* [What to work on]: Word for word, restate all of the records.

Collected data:
━━━━━━━━━━━━━━━━
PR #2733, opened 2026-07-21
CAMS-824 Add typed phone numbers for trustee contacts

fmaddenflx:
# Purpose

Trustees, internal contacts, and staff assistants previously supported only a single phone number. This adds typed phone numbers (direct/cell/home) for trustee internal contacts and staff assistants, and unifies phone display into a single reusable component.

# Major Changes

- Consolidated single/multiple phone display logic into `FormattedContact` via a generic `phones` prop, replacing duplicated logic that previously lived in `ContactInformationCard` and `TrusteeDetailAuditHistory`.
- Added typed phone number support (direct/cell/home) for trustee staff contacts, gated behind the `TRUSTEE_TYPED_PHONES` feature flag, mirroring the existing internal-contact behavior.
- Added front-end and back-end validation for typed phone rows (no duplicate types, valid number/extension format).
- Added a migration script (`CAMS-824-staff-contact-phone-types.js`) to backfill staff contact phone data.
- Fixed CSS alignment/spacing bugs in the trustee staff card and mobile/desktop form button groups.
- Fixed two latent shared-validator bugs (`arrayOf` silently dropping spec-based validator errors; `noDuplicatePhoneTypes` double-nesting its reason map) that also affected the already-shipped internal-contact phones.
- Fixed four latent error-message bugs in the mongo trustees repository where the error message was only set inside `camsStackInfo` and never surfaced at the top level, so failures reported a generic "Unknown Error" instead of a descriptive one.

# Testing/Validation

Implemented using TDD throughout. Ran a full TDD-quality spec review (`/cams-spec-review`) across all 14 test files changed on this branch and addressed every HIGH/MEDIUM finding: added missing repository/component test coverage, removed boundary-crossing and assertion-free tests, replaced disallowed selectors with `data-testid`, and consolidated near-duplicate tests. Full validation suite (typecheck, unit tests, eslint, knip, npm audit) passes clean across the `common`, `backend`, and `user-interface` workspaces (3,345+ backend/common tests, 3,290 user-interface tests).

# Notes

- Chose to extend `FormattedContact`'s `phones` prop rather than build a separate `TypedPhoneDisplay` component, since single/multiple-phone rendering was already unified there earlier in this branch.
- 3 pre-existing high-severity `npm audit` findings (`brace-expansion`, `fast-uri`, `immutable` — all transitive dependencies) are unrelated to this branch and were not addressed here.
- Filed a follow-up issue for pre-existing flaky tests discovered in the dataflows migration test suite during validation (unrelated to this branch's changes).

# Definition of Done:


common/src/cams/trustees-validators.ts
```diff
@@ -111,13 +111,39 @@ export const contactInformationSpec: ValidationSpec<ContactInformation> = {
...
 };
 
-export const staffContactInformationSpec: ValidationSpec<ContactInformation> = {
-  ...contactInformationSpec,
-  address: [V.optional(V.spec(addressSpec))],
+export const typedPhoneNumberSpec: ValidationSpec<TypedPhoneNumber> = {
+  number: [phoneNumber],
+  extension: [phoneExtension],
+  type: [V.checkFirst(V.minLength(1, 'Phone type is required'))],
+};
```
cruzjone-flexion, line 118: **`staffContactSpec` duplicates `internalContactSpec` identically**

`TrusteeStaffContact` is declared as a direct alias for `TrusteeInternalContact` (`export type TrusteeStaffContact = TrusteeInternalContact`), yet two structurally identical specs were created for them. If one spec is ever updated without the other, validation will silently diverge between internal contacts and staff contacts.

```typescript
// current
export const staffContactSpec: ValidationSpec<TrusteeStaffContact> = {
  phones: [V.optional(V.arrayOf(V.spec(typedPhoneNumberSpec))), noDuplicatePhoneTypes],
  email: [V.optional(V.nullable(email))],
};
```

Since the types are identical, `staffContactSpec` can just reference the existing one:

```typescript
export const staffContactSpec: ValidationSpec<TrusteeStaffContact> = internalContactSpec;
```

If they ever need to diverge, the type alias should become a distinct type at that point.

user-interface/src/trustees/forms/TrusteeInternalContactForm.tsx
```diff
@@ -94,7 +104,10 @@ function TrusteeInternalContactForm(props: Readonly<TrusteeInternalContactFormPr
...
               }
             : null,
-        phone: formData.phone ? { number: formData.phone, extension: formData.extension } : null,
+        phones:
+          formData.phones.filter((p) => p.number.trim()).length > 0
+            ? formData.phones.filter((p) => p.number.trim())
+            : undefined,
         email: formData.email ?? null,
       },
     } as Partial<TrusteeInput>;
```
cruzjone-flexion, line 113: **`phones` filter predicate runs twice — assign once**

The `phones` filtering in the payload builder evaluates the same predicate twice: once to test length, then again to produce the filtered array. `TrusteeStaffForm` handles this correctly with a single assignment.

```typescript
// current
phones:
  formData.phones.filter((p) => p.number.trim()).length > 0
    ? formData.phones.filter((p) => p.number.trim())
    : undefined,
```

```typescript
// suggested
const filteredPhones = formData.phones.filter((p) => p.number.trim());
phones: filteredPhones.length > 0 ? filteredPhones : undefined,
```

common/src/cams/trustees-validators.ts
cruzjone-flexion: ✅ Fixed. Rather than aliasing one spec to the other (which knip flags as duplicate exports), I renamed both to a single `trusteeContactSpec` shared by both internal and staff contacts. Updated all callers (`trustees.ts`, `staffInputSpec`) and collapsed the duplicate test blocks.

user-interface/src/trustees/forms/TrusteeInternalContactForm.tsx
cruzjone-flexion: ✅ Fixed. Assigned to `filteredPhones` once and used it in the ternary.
━━━━━━━━━━━━━━━━
* [Exercise result]:
PR #2733, opened 2026-07-21
CAMS-824 Add typed phone numbers for trustee contacts

fmaddenflx:
# Purpose

Trustees, internal contacts, and staff assistants previously supported only a single phone number. This adds typed phone numbers (direct/cell/home) for trustee internal contacts and staff assistants, and unifies phone display into a single reusable component.

# Major Changes

- Consolidated single/multiple phone display logic into `FormattedContact` via a generic `phones` prop, replacing duplicated logic that previously lived in `ContactInformationCard` and `TrusteeDetailAuditHistory`.
- Added typed phone number support (direct/cell/home) for trustee staff contacts, gated behind the `TRUSTEE_TYPED_PHONES` feature flag, mirroring the existing internal-contact behavior.
- Added front-end and back-end validation for typed phone rows (no duplicate types, valid number/extension format).
- Added a migration script (`CAMS-824-staff-contact-phone-types.js`) to backfill staff contact phone data.
- Fixed CSS alignment/spacing bugs in the trustee staff card and mobile/desktop form button groups.
- Fixed two latent shared-validator bugs (`arrayOf` silently dropping spec-based validator errors; `noDuplicatePhoneTypes` double-nesting its reason map) that also affected the already-shipped internal-contact phones.
- Fixed four latent error-message bugs in the mongo trustees repository where the error message was only set inside `camsStackInfo` and never surfaced at the top level, so failures reported a generic "Unknown Error" instead of a descriptive one.

# Testing/Validation

Implemented using TDD throughout. Ran a full TDD-quality spec review (`/cams-spec-review`) across all 14 test files changed on this branch and addressed every HIGH/MEDIUM finding: added missing repository/component test coverage, removed boundary-crossing and assertion-free tests, replaced disallowed selectors with `data-testid`, and consolidated near-duplicate tests. Full validation suite (typecheck, unit tests, eslint, knip, npm audit) passes clean across the `common`, `backend`, and `user-interface` workspaces (3,345+ backend/common tests, 3,290 user-interface tests).

# Notes

- Chose to extend `FormattedContact`'s `phones` prop rather than build a separate `TypedPhoneDisplay` component, since single/multiple-phone rendering was already unified there earlier in this branch.
- 3 pre-existing high-severity `npm audit` findings (`brace-expansion`, `fast-uri`, `immutable` — all transitive dependencies) are unrelated to this branch and were not addressed here.
- Filed a follow-up issue for pre-existing flaky tests discovered in the dataflows migration test suite during validation (unrelated to this branch's changes).

# Definition of Done:


common/src/cams/trustees-validators.ts
```diff
@@ -111,13 +111,39 @@ export const contactInformationSpec: ValidationSpec<ContactInformation> = {
...
 };
 
-export const staffContactInformationSpec: ValidationSpec<ContactInformation> = {
-  ...contactInformationSpec,
-  address: [V.optional(V.spec(addressSpec))],
+export const typedPhoneNumberSpec: ValidationSpec<TypedPhoneNumber> = {
+  number: [phoneNumber],
+  extension: [phoneExtension],
+  type: [V.checkFirst(V.minLength(1, 'Phone type is required'))],
+};
```
cruzjone-flexion, line 118: **`staffContactSpec` duplicates `internalContactSpec` identically**

`TrusteeStaffContact` is declared as a direct alias for `TrusteeInternalContact` (`export type TrusteeStaffContact = TrusteeInternalContact`), yet two structurally identical specs were created for them. If one spec is ever updated without the other, validation will silently diverge between internal contacts and staff contacts.

```typescript
// current
export const staffContactSpec: ValidationSpec<TrusteeStaffContact> = {
  phones: [V.optional(V.arrayOf(V.spec(typedPhoneNumberSpec))), noDuplicatePhoneTypes],
  email: [V.optional(V.nullable(email))],
};
```

Since the types are identical, `staffContactSpec` can just reference the existing one:

```typescript
export const staffContactSpec: ValidationSpec<TrusteeStaffContact> = internalContactSpec;
```

If they ever need to diverge, the type alias should become a distinct type at that point.

user-interface/src/trustees/forms/TrusteeInternalContactForm.tsx
```diff
@@ -94,7 +104,10 @@ function TrusteeInternalContactForm(props: Readonly<TrusteeInternalContactFormPr
...
               }
             : null,
-        phone: formData.phone ? { number: formData.phone, extension: formData.extension } : null,
+        phones:
+          formData.phones.filter((p) => p.number.trim()).length > 0
+            ? formData.phones.filter((p) => p.number.trim())
+            : undefined,
         email: formData.email ?? null,
       },
     } as Partial<TrusteeInput>;
```
cruzjone-flexion, line 113: **`phones` filter predicate runs twice — assign once**

The `phones` filtering in the payload builder evaluates the same predicate twice: once to test length, then again to produce the filtered array. `TrusteeStaffForm` handles this correctly with a single assignment.

```typescript
// current
phones:
  formData.phones.filter((p) => p.number.trim()).length > 0
    ? formData.phones.filter((p) => p.number.trim())
    : undefined,
```

```typescript
// suggested
const filteredPhones = formData.phones.filter((p) => p.number.trim());
phones: filteredPhones.length > 0 ? filteredPhones : undefined,
```

common/src/cams/trustees-validators.ts
cruzjone-flexion: ✅ Fixed. Rather than aliasing one spec to the other (which knip flags as duplicate exports), I renamed both to a single `trusteeContactSpec` shared by both internal and staff contacts. Updated all callers (`trustees.ts`, `staffInputSpec`) and collapsed the duplicate test blocks.

user-interface/src/trustees/forms/TrusteeInternalContactForm.tsx
cruzjone-flexion: ✅ Fixed. Assigned to `filteredPhones` once and used it in the ternary.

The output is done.